Control Board Selection
Control Board Selection
To control motors and read sensors, we needed a microcontroller or single-board computer in the AutoBoard. Our initial requirements were that the board had to have some amount of input/output pins, and it had to have WiFi. We had many options available, so we decided to stick with something we’ve already worked with before. We immediately narrowed down our search to three options: an Arduino, a Raspberry Pi, or a TI Connected Launchpad.
Arduino
There are many Arduino boards available, and many with networking. The Arduino Nano IoT 33 quickly got our attention, as a board that was pretty small, has just enough analog input for if we used hall effect sensors, and has some digital output for driving motors. The Nano IoT 33 also has WiFi, which we needed. The process on the Arduino is slow compared to the Raspberry Pi, but we decided to have a very low-level onboard chess engine, and use Lichess’s bot for more challenging AI matches.
Raspberry Pi
There are a few Raspberry Pi boards, but we decided to consider the Raspberry Pi Zero W, because it is the smallest of the boards and still has WiFi and the same GPIO pins. However, we had mixed feelings about the full onboard operating system. We really didn’t need a full OS, but it would allow for more rapid prototyping by being able to run commands directly over an SSH connection. The larger process on the Pi also would allow for a better onboard chess engine, as we could likely run Stockfish, something that would be impossible on a microcontroller as opposed to the single-board computer. However, because of the use of a full OS, we would have to figure out how to protect the SD card from corruption if the board was unplugged without going through the shutdown process. This was a massive drawback. We also didn’t need the bulk of a full OS, and managing this could waste time.
TI Connected Launchpad
We also had a Connected Launchpad board, a lesser-known microcontroller made by Texas Instruments. The version we had featured plenty of GPIO, an Ethernet port, and optional WiFi add-on modules. We didn’t have nearly as much experience with the Launchpad and decided that the board we already had was far too big, but didn’t want to have to learn how to use a smaller board.

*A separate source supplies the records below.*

PR #26, opened 2026-04-18
docs(adr): ADR-0004 — metrics cardinality policy

madeye:
## Summary
- Introduces Class I (static enum) / II (config-bounded, capped at 1024) / III (unbounded, forbidden) classification so reviewers can approve or reject label sets with a three-way lookup instead of re-deriving the policy per metric.
- Settles the three questions PM flagged as blockers on test plan #30: cardinality cap (1024 distinct values per Class II label per scrape, with `mihomo_metric_truncated_total` observable overflow counter), label-value sanitisation (reject empty, replace control chars, no case normalisation, no length cap), and scrape auth (same `require_auth` Bearer as all REST — no `?token=` shortcut).
- Ratifies the per-scrape fresh-registry exposition model from `docs/specs/metrics-prometheus.md` and forbids global static registries. Exposition format is text 0.0.4 only for M1; OpenMetrics and gzip deferred to M2.
- Adds four operational counters (`mihomo_metric_truncated_total`, `_skipped_total`, `_sanitised_total`, `_conflict_total`) so metric-pipeline degradation is visible.

Unblocks PM task #30 (metrics test plan) and engineer task #18 (M1.H-2).

## Test plan
- [ ] §1 classification: `proxy_name` on `mihomo_proxy_alive` is Class II; `rule_type`/`action` on `mihomo_rules_matched_total` are Class I. Any metric in the approved catalog that I've misclassified?
- [ ] §1 Class II: 1024 cap with truncation counter — does this match what you want to test for? If you'd prefer a different number (4096?), flag and I'll amend.
- [ ] §2 sanitisation: empty label → skip + `mihomo_metric_skipped_total`. Control char → `<sanitised>` literal + `mihomo_metric_sanitised_total`. Confirm these don't break any planned test.
- [ ] §4 auth: no `/metrics` secret bypass. Consistent with ADR-0005 §4 WS `?token=` being WS-upgrade-only.
- [ ] §7 checklist: reviewers use this at PR-time. QA may want test-plan bullets for the truncation / sanitisation / conflict counters — fine by me, those are Class I metrics with a known shape.

### DIFF
--- a/docs/adr/0004-metrics-cardinality.md
+++ b/docs/adr/0004-metrics-cardinality.md
@@ -1,0 +1,370 @@
+# ADR 0004: Prometheus metrics cardinality and exposition policy
+
+- **Status:** Proposed (architect 2026-04-18, awaiting pm + qa review)
+- **Date:** 2026-04-18
+- **Author:** architect
+- **Supersedes:** —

Selection: Arduino Nano IoT 33
Our final decision was to use the Arduino Nano IoT 33. We liked this board’s small footprint and the fact that it had the exact amount of analog inputs we needed. We had quickly eliminated the Connected Launchpad, due to a lack of experience with the boards. The Raspberry Pi was a much stronger contender, but we decided that the drawbacks of having a full operating system available outweighed the benefits. The AutoBoard is meant to be relatively volatile, meaning users should be able to plug in and out the AutoBoard often. We didn’t want a shutdown process to hinder this, and although there are options to make the onboard SD card read-only, this was something we didn’t want to deal with and risk losing work due to mistakes or corruption. The main drawback to the Arduino was its slow processor, but Lichess’s API should be able to let us play games against bots, and not have to worry so much about a strong onboard AI opponent.